- **WORK TO COMPLETE**:
What lines in the records below hold the string "timezone"? Please show them.

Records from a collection
PR #133, opened 2017-02-13
Admin page for discount policy

vidya-ram:
This is PR is to introduce admin page for discount policy.
This will allow:
1. Viewing all discount policy in an organization
2. Adding a new discount policy
3. Editing a  existing discount policy
4. Generating discount coupons.

Dependency:
https://github.com/hasgeek/baseframe/pull/132

small


boxoffice/static/js/views/admin_discount_policy.js
```diff
@@ -0,0 +1,512 @@
...
+              templateSelection: function(item) {
+                return item.title;
+              }
+            });
+          }
+        },
+        showNewPolicyForm: function(event) {
+          discountPolicyComponent.set('showAddPolicyForm', true);
+          discountPolicyComponent.set('newDiscountPolicy.is_price_based', 1);
+          discountPolicyComponent.set('newDiscountPolicy.discount_type', 1);
```
shreyas-satish: Perhaps better to store these values (eg: 1) as constants, document them and use those constants, instead of hard-coding the values here.

boxoffice/views/admin_discount.py
```diff
@@ -0,0 +1,217 @@
...
+@app.route('/admin/discount_policy/<discount_policy_id>/edit', methods=['OPTIONS', 'POST'])
+@lastuser.requires_login
+@load_models(
+    (DiscountPolicy, {'id': 'discount_policy_id'}, 'discount_policy'),
+    permission='org_admin'
+    )
+@xhr_only
+def admin_edit_discount_policy(discount_policy):
+    discount_policy_form = DiscountForm()
+    discount_policy_form.items.query = Item.query.all()
```
shreyas-satish: This might load far too many items.

boxoffice/views/admin_discount.py
```diff
@@ -0,0 +1,217 @@
...
+    if not discount_policy_form.validate_on_submit():
+        return make_response(jsonify(status='error', error='invalid_details', error_description=discount_policy_form.errors), 400)
+    if not discount_policy_form.discount_type.data:
+        discount_policy_form.discount_code_base.data = None
+    discount_policy_form.populate_obj(discount_policy)
+    items = request.form.getlist('items')
+    for item_id in items:
+        item = Item.query.get(item_id)
```
shreyas-satish: Given a set of `item_ids` you can fetch all the items at once, instead of running the query in a loop.

boxoffice/views/admin_discount.py
```diff
@@ -0,0 +1,217 @@
...
+        discount_policy.items.append(item)
+    db.session.add(discount_policy)
+    db.session.commit()
+    if discount_policy_form.is_price_based.data:
+        discount_price = Price.query.filter_by(discount_policy=discount_policy).first()
+        discount_price.start_at = discount_policy_form.start_at.data
+        discount_price.end_at = discount_policy_form.end_at.data
+        discount_price.amount = discount_policy_form.amount.data
+        db.session.add(discount_price)
```
shreyas-satish: This isn't required.

boxoffice/views/admin_discount.py
shreyas-satish: `Item.query.join(ItemCollection).filter(ItemCollection.organization == organization).options(db.load_only('item.id', 'item.name', 'item.title')).all()

boxoffice/views/admin_discount.py
shreyas-satish: `Item.query.filter(Item.id.in_(items)).all()`

boxoffice/views/admin_discount.py
```diff
@@ -0,0 +1,217 @@
...
+    if not discount_policy_form.validate_on_submit():
+        return make_response(jsonify(status='error', error='invalid_details', error_description=discount_policy_form.errors), 400)
+    if not discount_policy_form.discount_type.data:
+        discount_policy_form.discount_code_base.data = None
+    discount_policy_form.populate_obj(discount_policy)
+    items = request.form.getlist('items')
+    for item_id in items:
+        item = Item.query.get(item_id)
+        discount_policy.items.append(item)
+    db.session.add(discount_policy)
```
shreyas-satish: Not required.

boxoffice/views/admin.py
```diff
@@ -40,6 +41,20 @@ def org(organization):
...
+@lastuser.requires_login
+@load_models(
+    (Organization, {'name': 'org'}, 'organization'),
+    permission='org_admin'
+    )
+@xhr_only
+@requestargs('search')
+def admin_items(organization, search=None):
+    if search:
+        filtered_items = Item.query.filter(Item.title.ilike('%{query}%'.format(query=search))).all()
```
shreyas-satish: This query needs to be scoped by the organization.

boxoffice/views/admin_discount.py
```diff
@@ -0,0 +1,217 @@
...
+@xhr_only
+def admin_discount_coupons(discount_policy):
+    discount_coupons = DiscountCoupon.query.filter(DiscountCoupon.discount_policy == discount_policy).all()
+    coupons_list = []
+    for coupon in discount_coupons:
+        coupons_list.append({'code': coupon.code, 'usage_limit': coupon.usage_limit, 'available': coupon.usage_limit - coupon.used_count})
+    return make_response(jsonify(status='ok', result={'message': 'Discount coupons', 'coupons': coupons_list}), 201)
+
+
+@app.route('/admin/discount_policy')
```
shreyas-satish: `/api/1/admin/discount_policy`

vidya-ram: Fixed

boxoffice/static/js/views/admin_discount_policy.js
vidya-ram: Fixed

boxoffice/views/admin.py
vidya-ram: Fixed.

boxoffice/views/admin_discount.py
vidya-ram: Fixed.

boxoffice/views/admin_discount.py
vidya-ram: Fixed.

boxoffice/views/admin_discount.py
vidya-ram: Fixed.

boxoffice/views/admin_discount.py
vidya-ram: Fixed.

boxoffice/forms/discount.py
```diff
@@ -0,0 +1,60 @@
...
+        timezone=lambda: g.user.timezone,
+        validators=[forms.validators.OptionalIfNot('is_price_based', (u"Please specify start date for the price"))])
+    end_at = forms.DateTimeField(__("Price end date"), format='%d %b %Y %H:%M:%S', timezone=lambda: g.user.timezone,
+        validators=[forms.validators.OptionalIfNot('is_price_based', (u"Please specify end date for the price"))])
+    items = QuerySelectMultipleField(__("Items"), get_label='title', query_factory=lambda: [],
+        validators=[forms.validators.DataRequired((u"Please select a item to which discount is to be applied"))])
+
+    def validate_discount_code_base(self, field):
+        discount_policy = DiscountPolicy.query.filter_by(discount_code_base=field.data).first()
+        if discount_policy and discount_policy != DiscountPolicy.query.filter_by(title=self.title.data).first():
```
shreyas-satish: Needs scoping by organization.

boxoffice/static/js/views/admin_discount_policy.js
```diff
@@ -0,0 +1,491 @@
...
+            }
+          ],
+          getDiscountedItems: function (dpItems) {
+            let discountedItems = dpItems.map(function(dpItem) {
+              return dpItem.id;
+            });
+            return discountedItems.join(',');
+          },
+          getCsrfToken: function () {
+            return document.head.querySelector("[name=csrf-token]").content;
```
shreyas-satish: This can go into `utils.js`.

boxoffice/static/js/views/admin_discount_policy.js
```diff
@@ -0,0 +1,491 @@
...
+          }
+          NProgress.start();
+          DiscountPolicyModel.fetch({
+            url: url
+          }).done((remoteData) => {
+            discountPolicyComponent.set('discountPolicies', remoteData.discount_policies);
+            discountPolicyComponent.set('paginated', remoteData.paginated);
+            discountPolicyComponent.set('totalPages', remoteData.total_pages);
+            discountPolicyComponent.set('currentPage', remoteData.current_page);
+            discountPolicyComponent.set('pages', discountPolicyComponent.get_pages(remoteData.total_pages));
```
shreyas-satish: Using an object to set the attributes is probably cleaner.

boxoffice/static/js/views/admin_discount_policy.js
```diff
@@ -0,0 +1,491 @@
...
+            NProgress.done();
+          });
+          window.history.replaceState({reloadOnPop: true}, '', window.location.href);
+          window.history.pushState({reloadOnPop: true}, '', url);
```
shreyas-satish: These two lines need to be abstracted.

boxoffice/static/js/views/admin_discount_policy.js
```diff
@@ -0,0 +1,491 @@
...
+        },
+        get_pages: function (totalPages) {
+          var pages = [];
+          for (var i=1; i<= totalPages; i++) {
+            pages.push(i);
+          }
+          return pages;
```
shreyas-satish: Use `_.range`

boxoffice/static/js/views/admin_discount_policy.js
```diff
@@ -0,0 +1,491 @@
...
+                  };
+                },
+                processResults: function (data) {
+                  return {
+                    results: data.items
+                  };
+                },
+                cache: true
+              },
+              escapeMarkup: function (markup) { return markup; },
```
shreyas-satish: no-op.

boxoffice/static/js/views/admin_discount_policy.js
```diff
@@ -0,0 +1,491 @@
...
+            });
+          }
+        },
+        showNewPolicyForm: function (event) {
+          discountPolicyComponent.set('showAddPolicyForm', DEFAULT.showForm);
+          discountPolicyComponent.set('newDiscountPolicy.is_price_based', DEFAULT.priceBasedDiscount);
+          discountPolicyComponent.set('newDiscountPolicy.discount_type', DEFAULT.couponBasedDiscount);
+          discountPolicyComponent.addFormFields(discountPolicyComponent.get('newDiscountPolicy.is_price_based'));
+        },
+        policyChange: function (event) {
```
shreyas-satish: Use the `on` prefix for functions that are event handlers.

boxoffice/static/js/views/admin_discount_policy.js
```diff
@@ -0,0 +1,491 @@
...
+
+              DiscountPolicyModel.post({
+                url: DiscountPolicyModel.urlFor('new', {org_name})['path'],
+                data: DiscountPolicyModel.getFormParameters(formSelector)
+              }).done((remoteData) => {
+                discountPolicyComponent.set('discountPolicies', [remoteData.result.discount_policy]);
+                discountPolicyComponent.set('searchText', discountPolicyComponent.get('newDiscountPolicy.title'));
+                discountPolicyComponent.set('newDiscountPolicy.creatingPolicy', DEFAULT.hideLoader);
+                discountPolicyComponent.hideNewPolicyForm();
+                discountPolicyComponent.set('newDiscountPolicy', DEFAULT.empty);
```
shreyas-satish: Use an object `set`.

vidya-ram: Fixed

boxoffice/static/js/views/admin_discount_policy.js
vidya-ram: Fixed

boxoffice/static/js/views/admin_discount_policy.js
vidya-ram: We don't to escape markup since search results are displayed in html

boxoffice/static/js/views/admin_discount_policy.js
vidya-ram: Fixed

boxoffice/static/js/views/admin_discount_policy.js
vidya-ram: Fixed. Moved it utils.js

boxoffice/static/js/views/admin_discount_policy.js
vidya-ram: Done

boxoffice/static/js/views/admin_discount_policy.js
vidya-ram: Done

boxoffice/forms/discount.py
vidya-ram: Is it required? discount_code_base has a unique constraint in the discount policy table not just in the organisation.

shreyas-satish: @vidya-ram The query in Line 46 needs scoping, not Line 45.

boxoffice/forms/discount.py
```diff
@@ -0,0 +1,63 @@
...
+        validators=[forms.validators.OptionalIfNot('is_price_based', (u"Please specify end date for the price"))])
+    items = QuerySelectMultipleField(__("Items"), get_label='title', query_factory=lambda: [],
+        validators=[forms.validators.DataRequired((u"Please select a item to which discount is to be applied"))])
+    # For validate_discount_code_base
+    dp_name = forms.StringField(__("Name"),
+        validators=[forms.validators.Optional()], default=None)
+
+    def validate_discount_code_base(self, field):
+        discount_policy = DiscountPolicy.query.filter_by(discount_code_base=field.data).first()
+        if discount_policy and discount_policy.name != self.dp_name.data:
```
shreyas-satish: `name` isn't unique in `DiscountPolicy`. `organization_id` + `name` is.

boxoffice/views/admin.py
```diff
@@ -40,22 +41,35 @@ def org(organization):
...
+@lastuser.requires_login
+@load_models(
+    (Organization, {'name': 'org'}, 'organization'),
+    permission='org_admin'
+    )
+@xhr_only
+@requestargs('search')
+def admin_items(organization, search=None):
+    if search:
+        filtered_items = Item.query.join(ItemCollection).filter(Item.title.ilike('%{query}%'.format(query=search))).all()
```
shreyas-satish: This needs an additional filter to filter it by item collection i.e `.filter(ItemCollection.organization == organization)`.

boxoffice/views/admin.py
```diff
@@ -40,22 +41,35 @@ def org(organization):
...
+        return jsonify(items=[{'id': str(item.id), 'title': item.title} for item in filtered_items])
```
shreyas-satish: Can we use `api_success` and `api_error` functions here as well? `api_error` if the search parameter is `None`.

boxoffice/views/admin_discount.py
```diff
@@ -0,0 +1,212 @@
...
+        'discount_type': "Automatic" if policy.is_automatic else "Coupon based",
+        'item_quantity_min': policy.item_quantity_min,
+        'percentage': policy.percentage,
+        'is_price_based': policy.is_price_based,
+        'discount_code_base': policy.discount_code_base,
+        'bulk_coupon_usage_limit': policy.bulk_coupon_usage_limit,
+        'discount': policy.percentage if not policy.is_price_based else '',
+        'price_details': jsonify_price(Price.query.filter(Price.discount_policy == policy).first()) if policy.is_price_based else '',
+        'currency': CURRENCY_SYMBOL['INR'],
+        'dp_items': [{'id': str(item.id), 'title': item.title} for item in policy.items]
```
shreyas-satish: Probably won't make a significant difference, but generally, it's better to only load the attributes that you are going to use, which in this case, are `id` and `title`.

boxoffice/views/admin_discount.py
```diff
@@ -0,0 +1,212 @@
...
+def admin_add_discount_policy(organization):
+    discount_policy_form = DiscountPolicyForm()
+    discount_policy_form.items.query = Item.query.join(ItemCollection).filter(ItemCollection.organization == organization).options(db.load_only('id')).all()
+    if not discount_policy_form.validate_on_submit():
+        return api_error(message=discount_policy_form.errors, status_code=400)
+    discount_policy = DiscountPolicy(title=discount_policy_form.title.data, organization=organization)
+    discount_policy_form.populate_obj(discount_policy)
+    items = request.form.getlist('items')
+    for item_id in items:
+        item = Item.query.get(item_id)
```
shreyas-satish: I suggest renaming `items` to `item_ids` since it's a list of item ids. This can also be done a little more efficiently. You can fetch all the items at once: `items = Item.query.filter(Item.id.in_(item_ids)).`

boxoffice/views/admin_discount.py
```diff
@@ -0,0 +1,212 @@
...
+        discount_policy.items.append(item)
+    if discount_policy_form.discount_type.data:
+        discount_policy.secret = buid()
```
shreyas-satish: You can use `discount_policy.set_secret()`.

boxoffice/views/admin_discount.py
```diff
@@ -0,0 +1,212 @@
...
+    if not discount_policy_form.discount_type.data:
+        discount_policy_form.discount_code_base.data = None
+    discount_policy_form.populate_obj(discount_policy)
+    item_ids = request.form.getlist('items')
+    items = Item.query.filter(Item.id.in_(item_ids)).all()
+    discount_policy.items.extend(items)
+    db.session.commit()
+    if discount_policy_form.is_price_based.data:
+        discount_price = Price.query.filter_by(discount_policy=discount_policy).first()
+        discount_price.start_at = discount_policy_form.start_at.data
```
shreyas-satish: What if there's no `discount_price`?

boxoffice/views/admin_discount.py
```diff
@@ -0,0 +1,212 @@
...
+
+@app.route('/api/1/admin/<org>/discount_policy/<discount_policy_id>/coupons')
+@lastuser.requires_login
+@load_models(
+    (DiscountPolicy, {'id': 'discount_policy_id'}, 'discount_policy'),
+    permission='org_admin'
+    )
+@xhr_only
+def admin_discount_coupons(discount_policy):
+    discount_coupons = DiscountCoupon.query.filter(DiscountCoupon.discount_policy == discount_policy).all()
```
shreyas-satish: This can just be `discount_policy.discount_coupons`.

boxoffice/views/admin_discount.py
```diff
@@ -0,0 +1,212 @@
...
+    for coupon in discount_coupons:
+        coupons_list.append({'code': coupon.code, 'usage_limit': coupon.usage_limit, 'available': coupon.usage_limit - coupon.used_count})
+    return api_success(result={'coupons': coupons_list}, doc="List of discount coupons", status_code=200)
+
+
+@app.route('/api/1/admin/discount_policy')
+@lastuser.requires_login
+@xhr_only
+@requestargs('discount_code_base')
+def admin_discount_policy(discount_code_base):
```
shreyas-satish: What is this method for? Think it needs a better name. Also needs a permission check.

vidya-ram: Removed now.

boxoffice/views/admin_discount.py
vidya-ram: Fixed

boxoffice/views/admin_discount.py
vidya-ram: Fixed

boxoffice/views/admin_discount.py
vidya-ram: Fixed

- **ANSWER SPACE**:
+        timezone=lambda: g.user.timezone,
+    end_at = forms.DateTimeField(__("Price end date"), format='%d %b %Y %H:%M:%S', timezone=lambda: g.user.timezone,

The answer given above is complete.